So it’s big news when a leading American company bucks the trend by opening a new theater. Wisconsin’s American Players Theatre, which already presents five plays each summer in its 1,150-seat hilltop amphitheater, is now putting on a second series of productions in its new Touchstone Theatre, a handsome 200-seat indoor house whose prairie-flavored modern architecture and woodsy surroundings pay graceful homage to Frank Lloyd Wright (Taliesin, his home, is a mile or so away). In contrast to the Shakespeare-Shaw-Coward classical repertory performed in the Up-the-Hill Theater, the Touchstone plans to specialize in contemporary fare, and its initial group of offerings includes two major postwar plays, Eugene O’Neill’s “Long Day’s Journey into Night” and Harold Pinter’s “Old Times.”…
I found APT’s production to be more convincing than the 2003 Broadway revival, though I suspect the fact that it was being presented in a 200-seat thrust-stage house instead of an 1,100-seat proscenium-stage Broadway theater had something to do with its effectiveness. “Long Day’s Journey” is, after all, a five-character, one-set play, and even though four of the characters are members of a theatrical family, their intramural sniping is easier to take–and to sympathize with–when presented on the unexaggerated scale enabled by the Touchstone Theatre and encouraged by John Langs, the director of this production. This is the first time I’ve seen “Long Day’s Journey” in a small house, and I’m inclined to think that it should always be done that way….

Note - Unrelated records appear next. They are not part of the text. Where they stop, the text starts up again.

PR #10202, opened 2017-04-13
[Wallet] FundRawTransaction can fund a transaction with preset inputs found in the CoinView

NicolasDorier:
This PR makes it possible to call FundRawTransaction with pre filled inputs not belonging to the wallet.
This is very useful for AnyOneCanPay scenario, where one of a third party only cover part of a transaction.

The necessary information to complete the transaction is taken from of the mempool and coinview.

A typical example would involves Alice and Bob wanting to fund 0.5 each to the payment channel. Alice would give her input, and Bob would be able to complete the missing amount via FundRawTransaction.

A follow up PR will allow the client `fundrawtransaction` to pass previous TxOuts corresponding to the inputs. This is necessary for filling transaction in some 2nd layer protocols, where the the inputs's of the transaction to fund have not yet been broadcasted.

This supersede my previous attempt at https://github.com/bitcoin/bitcoin/pull/10068 which I closed, as it was harder to review.

The first two commits are strict refactoring.
The third is the one checking information in the coinview.
Rest is about tests.

### DIFF
--- a/src/wallet/coincontrol.h
+++ b/src/wallet/coincontrol.h
@@ -7,6 +7,7 @@
 
 #include "primitives/transaction.h"
 #include "wallet/wallet.h"
+#include <map>
 
 /** Coin Control Features. */
 class CCoinControl
@@ -76,8 +77,24 @@ public:
         vOutpoints.assign(setSelected.begin(), setSelected.end());
     }
 
+    void AddKnownCoins(const CInputCoin& coin)
+    {
+        knownCoins.insert(std::make_pair(coin.outpoint, coin));
+    }
+
+    boost::optional<CInputCoin> FindKnownCoin(const COutPoint& outpoint) const
+    {
+        boost::optional<CInputCoin> foundCoin;
+        auto it = knownCoins.find(outpoint);
+        if (it != knownCoins.end())
+            foundCoin = it->second;
+        return foundCoin;
+    }
+
 private:
     std::set<COutPoint> setSelected;
+    //! A map of known UTXO
+    std::map<COutPoint, CInputCoin> knownCoins;
 };
 
 #endif // BITCOIN_WALLET_COINCONTROL_H
--- a/src/wallet/rpcwallet.cpp
+++ b/src/wallet/rpcwallet.cpp
@@ -2622,6 +2622,21 @@ UniValue listunspent(const JSONRPCRequest& request)
     return results;
 }
 
+boost::optional<CInputCoin> FindInCoinView(const COutPoint& outpoint)
+{
+    LOCK2(cs_main, mempool.cs);
+    boost::optional<CInputCoin> foundCoin;
+    CCoinsViewMemPool coinsTipMempool(pcoinsTip, mempool);
+    CCoinsViewCache view(&coinsTipMempool);
+    CCoins coins;
+    if (!view.GetCoins(outpoint.hash, coins))
+        return foundCoin;
+    if (!coins.IsAvailable(outpoint.n))
+        return foundCoin;
+    foundCoin = CInputCoin(coins.vout[outpoint.n], outpoint);
+    return foundCoin;
+}
+
 UniValue fundrawtransaction(const JSONRPCRequest& request)
 {
     CWallet * const pwallet = GetWalletForJSONRPCRequest(request);
@@ -2780,6 +2795,8 @@ UniValue fundrawtransaction(const JSONRPCRequest& request)
         coinControl.Select(txin.prevout);
         boost::optional<CInputCoin> foundCoin;
         foundCoin = pwallet->FindCoin(txin.prevout);
+        if(!foundCoin)
+            foundCoin = FindInCoinView(txin.prevout);
         if(!foundCoin)
             throw JSONRPCError(RPC_WALLET_ERROR, _("Insufficient funds"));
         coinControl.AddKnownCoins(*foundCoin);
--- a/src/wallet/rpcwallet.cpp
+++ b/src/wallet/rpcwallet.cpp
@@ -21,6 +21,7 @@
 #include "wallet/feebumper.h"
 #include "wallet/wallet.h"
 #include "wallet/walletdb.h"
+#include "wallet/coincontrol.h"
 
 #include <stdint.h>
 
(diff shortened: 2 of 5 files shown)


TheBlueMatt (commented):
Concept ACK.

Its really quite unfortunate we cant properly calculate fee when using most outputs here. Maybe its possible to assume, at a minimum, a compressed pubkey and standard signature size for "normal" things like P2PH? Alternatively, could force the user to provide some additional data, like a set of pubkeys needed.

Also, Windows line endings in a few commits :p

NicolasDorier:
Fixed the end-of-line and fixed `wallet.cpp` to not break QT coin control as suggested by @TheBlueMatt .
In a follow up PR I will clean QT coin control dialog to use `AddKnownCoin`. I briefly tried to do that, it simplified quite a lot. I prefer keeping it in another PR though.

src/wallet/coincontrol.h
```diff
@@ -76,8 +77,24 @@ class CCoinControl
         vOutpoints.assign(setSelected.begin(), setSelected.end());
     }
 
+    void AddKnownCoins(const CInputCoin& coin)
+    {
+        knownCoins.insert(std::make_pair(coin.outpoint, coin));
+    }
+
+    boost::optional<CInputCoin> FindKnownCoin(const COutPoint& outpoint) const
```
jonasschnelli: Can we avoid `boost::optional`?
Maybe `std::shared_ptr<CInputCoin>` should do it?
Maybe switch the map keys to std::pair<uint256, int>?

src/wallet/coincontrol.h
```diff
@@ -76,8 +77,24 @@ class CCoinControl
...
+        auto it = knownCoins.find(outpoint);
+        if (it != knownCoins.end())
+            foundCoin = it->second;
+        return foundCoin;
+    }
+
 private:
     std::set<COutPoint> setSelected;
+    //! A map of known UTXO
+    std::map<COutPoint, CInputCoin> knownCoins;
```
jonasschnelli: Why not use `setSelected` (and maybe extend/migrate it to fit your use-case), AFAIK they serve the same purpose (selecting an desired input over the GUI).

I think this is not something we should fix in a follow-up PR because it kinda messes up the design.

jonasschnelli:
Concept ACK.
I think we should not have two code parts for handling pre-selected-inputs and I think we should avoid using `boost::optional` (if reasonable possible).

src/wallet/coincontrol.h
NicolasDorier: why? We are already using `boost::optional` from https://github.com/bitcoin/bitcoin/pull/10165/files#diff-b2bb174788c7409b671c46ccc86034bdR2088 . This will be implemented in `std::` in C++0x17 as well. I was kind of against it on https://github.com/bitcoin/bitcoin/pull/10165, but it turns out to be very handy.

src/wallet/coincontrol.h
NicolasDorier: I briefly tried, but it changes lot's of stuff in the QT Code. I prefer doing it in a separate PR, as I fear the changes will be too hard to review.

The design of this PR will not be greatly impacted once I switch setSelected to use CInputCoin everywhere. Basically only this block https://github.com/bitcoin/bitcoin/pull/10202/files#diff-b2bb174788c7409b671c46ccc86034bdR2247  will need to be removed.

src/wallet/coincontrol.h
NicolasDorier: Another solution is

`bool FindKnownCoin(coinst COutPoint&, CInputCoin& output)`

kanzure:
> Its really quite unfortunate we cant properly calculate fee when using most outputs here. Maybe its possible to assume, at a minimum, a compressed pubkey and standard signature size for "normal" things like P2PH? Alternatively, could force the user to provide some additional data, like a set of pubkeys needed.

How about user gives an estimated final transaction size (minus whatever fundrawtransaction adds) when calling fundrawtransaction? Then ignore all "unsolvable" inputs or whatever.

Alternatively, what about allowing fundrawtransaction feeRate to be 0 even for "unsolvable" inputs etc in the transaction, and user sets another parameter like ignoreFee--- because perhaps the user has arranged for fee to come from somewhere else, or maybe the user plans to delete one of the outputs to convert the output to fee.

NicolasDorier:
@kanzure I think nothing has to be done to calculate fee correctly. Currently, the user can just fill dummy input of the right size into the scriptSig, this would correctly evaluate the fees.

NicolasDorier:
I rebased, and rewrote this part https://github.com/bitcoin/bitcoin/pull/10202/files#diff-b2bb174788c7409b671c46ccc86034bdR2250 to be more diff friendly so you can see it is trivially right.

NicolasDorier:
@jonasschnelli I did not managed to find good alternative to `boost::optional`.  I tried `bool FindKnownCoin(coinst COutPoint&, CInputCoin& output)` but since CInputCoin can't be in uninitialized state, it does not work.

I don't think it is such a big deal, we use `boost::optional` elsewhere and `std::optional` will eventually exist.

jonasschnelli:
Needs rebase.

NicolasDorier:
I workedaround this need for this.

domob1812:
This would indeed be very useful.  Was there a particular reason for closing this, or was it simply closed because it was no longer needed for you?  Would it make sense for me to take up the patch, rebase it and resubmit?  Or are there any technical objections to the code / approach itself?

NicolasDorier:
@domob1812 I closed it because for my projects I decided to stop using RPC's wallet API completely, and did my own wallet. It was the fastest way to reach my goal, so I did not wanted to spend time rebasing this over and over. Feel free to clone this PR and take care of it.

domob1812:
@NicolasDorier:  Thanks for the answer, that makes sense.  I also have other, more important things to work on for now, but then I'll consider taking over this PR when I run into the need to do this on my own projects.

whitebreadapple:
This was not lisas reply hacked

JeremyRand:
Am I correct in inferring that if https://github.com/bitcoin/bitcoin/pull/17211 gets merged, that would eliminate the need for this PR?  Or does this PR do something that that PR doesn't do?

Claudia Shear rang the bell in 2000 with “Dirty Blonde,” which ran for 352 performances on Broadway. Now it’s being revived by Signature Theatre, the Washington, D.C.-area company that won this year’s regional-theater Tony Award. With “Restoration,” Ms. Shear’s latest play, set to move from the La Jolla Playhouse to Off Broadway this spring, I thought it would be interesting to see how “Dirty Blonde” had held up–and I’m pleased to report that it’s still a gem….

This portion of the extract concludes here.